04/01/2018 / By Ethan Huff
Almost every commercial pesticide product on the market today contains additives beyond just the primary active ingredients that are designed to “enhance” its potency. But these chemical adjuvants, or “inactive” ingredients, are almost never properly evaluated for safety, which new research published in the journal Frontiers in Public Health suggests is a serious public health threat.
These risk assessment “gaps” are a major problem, the paper explains, because they fail to take into account the potential dangers of these other ingredients. Not only are the ingredients themselves potentially problematic, but they also stand to make the primary active ingredient more dangerous, or even alter the way it functions.
The first of its kind to evaluate the risk assessment gaps concerning pesticide adjuvants, this comprehensive review calls on regulators to develop new standards that better protect the public against potential harm due to pesticide exposure. It also seeks to set the record straight on what people think they know about pesticide safety, which is likely skewed based on how it’s presented in the scientific literature.
“Exposure to environmental levels of some of these adjuvant mixtures can affect non-target organisms – and even can cause chronic human disease,” says Dr. Robin Mesnage from King’s College London, one of the paper’s co-authors. “Despite this, adjuvants are not currently subject to an acceptable daily intake and are not included in the health risk assessment of dietary exposures to pesticide residues.”
To learn more about the dangers of pesticides, visit Pesticides.news.
Chemical adjuvants in pesticide formulas include everything from dyes, anti-foaming agents, and surfactants to potency boosters and even other pesticides. And as it currently stands from a legal perspective, pesticide manufacturers don’t even have to label what they all are, as regulatory guidelines allow for a blanket designator of “inactive ingredients.”
In many cases, these “inactive ingredients” comprise most of the formula, and yet aren’t subject to any regulatory scrutiny whatsoever – even when they’re 95 percent of what’s inside the bottle. This means that the full toxicity of a given pesticide formula is completely unknown, and could be far more toxic than the manufacturer is legally forced to admit.
“Currently, the health risk assessment of pesticides in the European Union and in the United States focuses almost exclusively on the active ingredient,” adds Dr. Mesnage. “Despite the known toxicity of adjuvants, they are regulated differently from active principles, with their toxic effects being generally ignored.”
It’s a similar situation with vaccines, which contain all sorts of chemicals adjuvants that have never been safety tested in conjunction with the primary active ingredient. One study that looked at aluminum hydroxide, a common vaccine adjuvant, found that it can cause neurological diseases like so-called “Gulf War Syndrome,” or GWS – and this is just in isolation.
Pesticides are no different, as their adjuvants can have a profound effect on the active ingredients. As part of the review, Dr. Mesnage and her colleagues looked at glyphosate, the primary active ingredient in Monsanto’s Roundup herbicide. What they discovered is that glyphosate becomes orders of magnitude more toxic as a result of all of the adjuvants added to the Roundup formula.
“Studies comparing the toxicity of commercial weed-killer formulations to that of glyphosate alone have shown that several formulations are up to 1,000 times more toxic than glyphosate on human cells,” says Dr.

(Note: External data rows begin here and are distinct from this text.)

PR #638, opened 2024-04-18
feat(logging): mismatch decisions note searchee-candidate differences

### LINKED ISSUE #578: Logging Improvement: Verbose log Torznab Size and local size
Title to improve debugging....better yet include this in the decision reject message instead of simply saying the size doesn't match

zakkarry:
closes #578 

this adds verbose logging for the local size and candidate cross-seed size and release group mismatches appended to the `[decide]` line as well as the matching string for blockList when a release is blocked

formatting appended to reason: `(<local> -> <candidate>)`

ex: `2024-04-18 02:34:54 verbose: [decide] Show.S01.1080p.BluRay.x264-GRP- no match for tracker torrent  Show.S01.1080p.BluRay.Remux.DTS-HD.MA5.1.H.264-GRP - its size does not match - (42.6GB -> 103.8GB)`

### DIFF
--- a/src/decide.ts
+++ b/src/decide.ts
@@ -316,9 +316,8 @@ function makeDecisionNote(
 	switch (decision) {
 		case Decision.SIZE_MISMATCH:
 			return ` - (${humanReadableSize(
-				searchee.length,
-				2
-			)} -> ${humanReadableSize(candidate.size, 2)})`;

Mesnage. “We believe that the adjuvants are responsible for this additional toxic effect.”
Neonicotinoid insecticides are similarly suspect, as their adjuvants have been shown to result in mass bee deaths – not to mention the high levels of adjuvant residue that are being found in honey, pollen, and beeswax extracted from contaminated bees.
“Testing of whole pesticide formulations instead of just active ingredients alone would create a precautionary approach, ensuring that the guidance value for the pesticide is valid for the worst-case exposure scenario,” Dr. Mesnage concludes.